PR #6279, opened 2026-06-01
fix: align upload size with Zeebe message limits

eamonnmoloney:
## Summary
- Applies `global.config.requestBodySize` to Zeebe/Camunda message size settings and Tomcat form-post limits for supported charts 8.7, 8.8, 8.9, and 8.10.
- Keeps REST multipart limits, Tomcat HTTP form-post limits, Zeebe transport limits, and generated docs/schema descriptions aligned.
- Regenerates affected golden snapshots and chart documentation.

## Root Cause
The chart already exposed `global.config.requestBodySize` as the upload/request body size and defaulted it to `10MB`. That value was applied to the HTTP multipart layer (`spring.servlet.multipart.max-file-size` and `spring.servlet.multipart.max-request-size`), but it was not consistently propagated to the other layers that receive the same request.

Two gaps caused larger uploads to fail after passing part of the REST layer:
- Gateway/Broker message size stayed at the product default (`4MB`), so deployment requests could be rejected by Zeebe with `Request size is above configured maxMessageSize.`
- Tomcat HTTP form-post size was not aligned with the same Helm value, so multipart/form requests such as document uploads could still fail with HTTP `413` even when Spring multipart settings were raised.

This PR treats the issue as incomplete wiring of an existing chart value, not a new configuration surface: `global.config.requestBodySize` now aligns Spring multipart, Tomcat form-post, Gateway/Broker message-size, and related generated chart documentation.

## Validation
- `make go.test chartPath=charts/camunda-platform-8.9`
- `make go.test chartPath=charts/camunda-platform-8.8`
- `make go.test chartPath=charts/camunda-platform-8.7`
- `make helm.lint chartPath=charts/camunda-platform-8.9`
- `make helm.lint chartPath=charts/camunda-platform-8.8`
- `make helm.lint chartPath=charts/camunda-platform-8.7`

## GKE Reproduction
Baseline 8.9 chart deployed to `support32927base-89-keyco-inst-gke`:
- Small BPMN upload to `/orchestration/v2/deployments`: HTTP `200`.
- ~5MB BPMN upload: HTTP `400`, `Request size is above configured maxMessageSize.`

Fixed 8.9 chart deployed to `support32927fix-89-keyco-inst-gke`:
- Runtime config includes `spring.servlet.multipart.max-file-size`, `spring.servlet.multipart.max-request-size`, `camunda.cluster.network.max-message-size`, `camunda.api.grpc.max-message-size`, and legacy `zeebe.broker.network.maxMessageSize` at `10MB`.
- Valid 4.2MB BPMN upload to `/orchestration/v2/deployments`: HTTP `200`.
- Valid 5MB BPMN no longer fails with `maxMessageSize`, but still hits Zeebe engine `EXCEEDED_BATCH_RECORD_SIZE`. This appears to be a separate product/engine record-batch limit, not this Helm transport-limit bug.

## Customer-like Document Upload Validation
Latest fixed 8.9 branch deployed to `support32927tomcat-89-keyco-inst-gke`:
- `deploy-camunda watch` exited with all pods Ready.
- Runtime config includes all relevant limits at `10MB`:
  - `spring.servlet.multipart.max-file-size`
  - `spring.servlet.multipart.max-request-size`
  - `server.tomcat.max-http-form-post-size`
  - `camunda.cluster.network.max-message-size`
  - `camunda.api.grpc.max-message-size`
  - `zeebe.broker.network.maxMessageSize`
- Ingress `nginx.ingress.kubernetes.io/proxy-body-size` is `10m`.

Validated the customer-like document upload path through Orchestration:
- `POST /orchestration/v2/documents` with a 64KB multipart `file`: HTTP `201`.
- `POST /orchestration/v2/documents` with a 5MB multipart `file`: HTTP `201`.
- Negative control, 11MB multipart `file`: HTTP `413`, confirming the configured 10MB limit is still enforced.

Progressive upload sweep with the 10MB config:

| File size | Result |
| ---: | --- |
| 1MB | HTTP `201` |
| 4MB | HTTP `201` |
| 8MB | HTTP `201` |
| 9MB | HTTP `201` |
| 10MB | HTTP `413` |
| 11MB | HTTP `413` |
| 12MB | HTTP `413` |

The exact 10MB file fails because multipart boundaries/headers push the total request above the configured 10MB limit.

Live-upgraded the same GKE release using the saved Helm values plus:
- `global.config.requestBodySize=20MB`
- `global.ingress.annotations.nginx.ingress.kubernetes.io/proxy-body-size=20m`

After the upgrade:
- Helm revision `2`, status `deployed`.
- `deploy-camunda watch` exited with all pods Ready.
- Zeebe StatefulSet rollout completed.
- Runtime config shows Spring multipart, Tomcat form-post, Camunda gRPC/network, and Zeebe broker message-size settings at `20MB`.
- Ingress `proxy-body-size` is `20m`.

Progressive upload sweep after the live 20MB bump:

| File size | Result |
| ---: | --- |
| 10MB | HTTP `201` |
| 11MB | HTTP `201` |
| 12MB | HTTP `201` |
| 16MB | HTTP `201` |
| 19MB | HTTP `201` |
| 20MB | HTTP `413` |
| 21MB | HTTP `413` |

This confirms uploads that failed under the 10MB live config succeed after raising `global.config.requestBodySize` and the matching ingress body-size annotation.

Evidence files are retained locally under `/tmp/opencode/support-32927-live/`:
- `progressive-10mb/results.csv`
- `progressive-20mb/results.csv`

## Related PRs
- Docs PR: https://github.com/camunda/camunda-docs/pull/8975
- Follow-up issue for separate BPMN deployment record-batch limit: https://github.com/camunda/camunda-platform-helm/issues/6286

## Notes
- Originating nightly run URL: not available in this session; SUPPORT-32927 was reproduced manually on GKE.
- Merge order: Helm first, docs second.


charts/camunda-platform-8.7/templates/zeebe/configmap.yaml
```diff
@@ -57,12 +57,14 @@ data:
           enable: true
           network:
             port: 26500
+            maxMessageSize: {{ .Values.global.config.requestBodySize | quote }}
```
hisImminence: **P1 · ** _(via correctness)_

`zeebe.broker.gateway.network.maxMessageSize` is not a documented or recognized field in Zeebe's embedded-gateway network config (`GatewayNetworkCfg`). That config class exposes `host`, `port`, and `minKeepAliveInterval` — not `maxMessageSize`. Spring Boot's relaxed binding silently drops unrecognized properties, so this line has no runtime effect.

In the standard 8.7 Helm topology the broker's embedded gateway is not client-facing, so the actual protection path (standalone zeebe-gateway → broker commandApi) is still correctly bounded by `zeebe.gateway.network.maxMessageSize` (line 89 of the zeebe-gateway configmap) and `zeebe.broker.network.maxMessageSize` (line 67 of this file). However, any edge-case deployment that exposes or directly uses the broker's embedded gateway gRPC port (26500 on broker pods) would not have the limit enforced.

Action: Confirm whether Zeebe 8.7 accepts `zeebe.broker.gateway.network.maxMessageSize`. If it does not, remove line 60 and add a comment on line 67 explaining that `zeebe.broker.network.maxMessageSize` bounds inbound messages on the commandApi (the channel the standalone gateway uses). If it does, add a reference to the config docs.

```
            maxMessageSize: {{ .Values.global.config.requestBodySize | quote }}
```

charts/camunda-platform-8.10/test/unit/orchestration/golden/configmap.golden.yaml
```diff
@@ -180,6 +185,7 @@ data:
         network:
           advertisedHost: "${K8S_NAME}.${K8S_SERVICE_NAME}"
           host: 0.0.0.0
+          maxMessageSize: "10MB"
```
hisImminence, line 190: **P2 · ** _(via correctness)_

Every golden snapshot across all four chart versions (8.7, 8.8, 8.9, 8.10) only asserts the 10MB default. There is no parameterized test case that sets `global.config.requestBodySize` to a non-default value (e.g., `50MB`) and asserts that all four new config keys (`server.tomcat.max-http-form-post-size`, `camunda.cluster.network.max-message-size`, `camunda.api.grpc.max-message-size`, `zeebe.broker.network.maxMessageSize`) reflect the custom value.

A template that accidentally referenced a different values path (e.g., a copy-paste error) would still produce `"10MB"` from the default and pass every existing test undetected.

Action: Add one table-driven test case per affected configmap test file (e.g., `charts/camunda-platform-8.10/test/unit/orchestration/configmap_test.go`) that sets `global.config.requestBodySize=50MB` and asserts all newly wired keys contain `"50MB"`.

```
          maxMessageSize: "10MB"
```

charts/camunda-platform-8.8/templates/orchestration/files/_application-unified.yaml
```diff
@@ -48,11 +50,14 @@ camunda:
     size: {{ .Values.orchestration.clusterSize | quote }}
     replication-factor: {{ .Values.orchestration.replicationFactor | quote }}
     partition-count: {{ .Values.orchestration.partitionCount | quote }}
+    network:
+      max-message-size: {{ .Values.global.config.requestBodySize | quote }}
```
hisImminence, line 55: **P2 · ** _(via devils-advocate)_

In 8.8, 8.9, and 8.10, the rendered configmap contains both `camunda.cluster.network.max-message-size` (line 54, the new unified path) and `zeebe.broker.network.maxMessageSize` (line 262, the legacy Zeebe broker path). Both are populated from the same Helm value, so there is no mismatch at Helm-render time.

However, when a cluster operator overrides either property at runtime via a JVM system property or env var (`ZEEBE_BROKER_NETWORK_MAXMESSAGESIZE` vs a `camunda.cluster.network.max-message-size` equivalent), Spring Boot's property source ordering determines which wins. If `camunda.*` and `zeebe.*` are aliases that are both processed, a runtime override of only one will leave the other at its compiled-in default (4MB for older Zeebe defaults), creating a silent split between the two layers.

Action: Confirm which property namespace takes precedence in Camunda 8.8–8.10 and whether the two keys are true aliases. If `zeebe.broker.network.maxMessageSize` is fully superseded by `camunda.cluster.network.max-message-size`, remove the former to eliminate the divergence risk. If both must be present for backward compatibility, add a comment in the template explaining that.

```
      max-message-size: {{ .Values.global.config.requestBodySize | quote }}
```

hisImminence (commented):
**crev review**



hisImminence (changes requested):
see one p1 ;)

charts/camunda-platform-8.10/test/unit/orchestration/golden/configmap.golden.yaml
eamonnmoloney: Added non-default `global.config.requestBodySize=50MB` coverage for each affected ConfigMap path: 8.7 broker, 8.7 standalone gateway, and 8.8/8.9/8.10 orchestration. The tests assert the newly wired settings render with `50MB` rather than only relying on default golden snapshots. Regenerated the affected goldens and pushed this in `5ac51ef69`. Validation passed for targeted packages plus full `make go.test` and `make helm.lint` for 8.7, 8.8, 8.9, and 8.10.

charts/camunda-platform-8.8/templates/orchestration/files/_application-unified.yaml
eamonnmoloney: Kept both keys intentionally for the supported 8.8-8.10 unified app config: the chart renders the unified Camunda namespace and the legacy Zeebe namespace from the same Helm value so the two config surfaces remain aligned while these versions still bind both namespaces. To make that explicit and reduce future divergence risk, I added comments beside both rendered keys in 8.8, 8.9, and 8.10. I also added non-default `global.config.requestBodySize=50MB` tests for each orchestration ConfigMap to assert both rendered keys move together. Fixed in `5ac51ef69`; full `make go.test` and `make helm.lint` passed for 8.8, 8.9, and 8.10.

charts/camunda-platform-8.7/templates/zeebe/configmap.yaml
eamonnmoloney: Confirmed: `zeebe.broker.gateway.network.maxMessageSize` is not a supported 8.7 embedded-gateway field, so I removed it. I kept `zeebe.broker.network.maxMessageSize` on the broker network config and added a comment explaining that it bounds inbound messages on the broker command API, including requests from the standalone gateway. I also regenerated the affected 8.7 golden snapshots and added a non-default `global.config.requestBodySize=50MB` test to assert only the broker network `maxMessageSize` is rendered there. Fixed in `5ac51ef69`; validation passed with targeted 8.7 `go test ./zeebe/... ./zeebe-gateway/...`, full `make go.test chartPath=charts/camunda-platform-8.7`, and `make helm.lint chartPath=charts/camunda-platform-8.7`.

hisImminence (approved):

ChrisKujawa:
Can someone explain to me (@eamonnmoloney @hisImminence ) why the max msg size was increased so big (more than doubled) - is this really necessary? 🤔 We just detected this on upgrade https://github.com/camunda/camunda/pull/56548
____________
Work to complete ::
Using the records above, find and show each line with the string "proxy".

Written solution ::
- Ingress `nginx.ingress.kubernetes.io/proxy-body-size` is `10m`.
- `global.ingress.annotations.nginx.ingress.kubernetes.io/proxy-body-size=20m`
- Ingress `proxy-body-size` is `20m`.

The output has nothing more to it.